→ Goal of the exercise
Look for the word "table" in the material below, then report each line where it occurs.

→ Extracted data
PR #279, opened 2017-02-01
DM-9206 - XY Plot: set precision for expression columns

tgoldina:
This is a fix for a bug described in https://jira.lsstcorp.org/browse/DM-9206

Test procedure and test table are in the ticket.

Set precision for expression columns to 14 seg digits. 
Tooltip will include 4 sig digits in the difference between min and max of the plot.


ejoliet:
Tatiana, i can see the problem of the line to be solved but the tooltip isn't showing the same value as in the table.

→ Output for this task
Test procedure and test table are in the ticket.
Tatiana, i can see the problem of the line to be solved but the tooltip isn't showing the same value as in the table.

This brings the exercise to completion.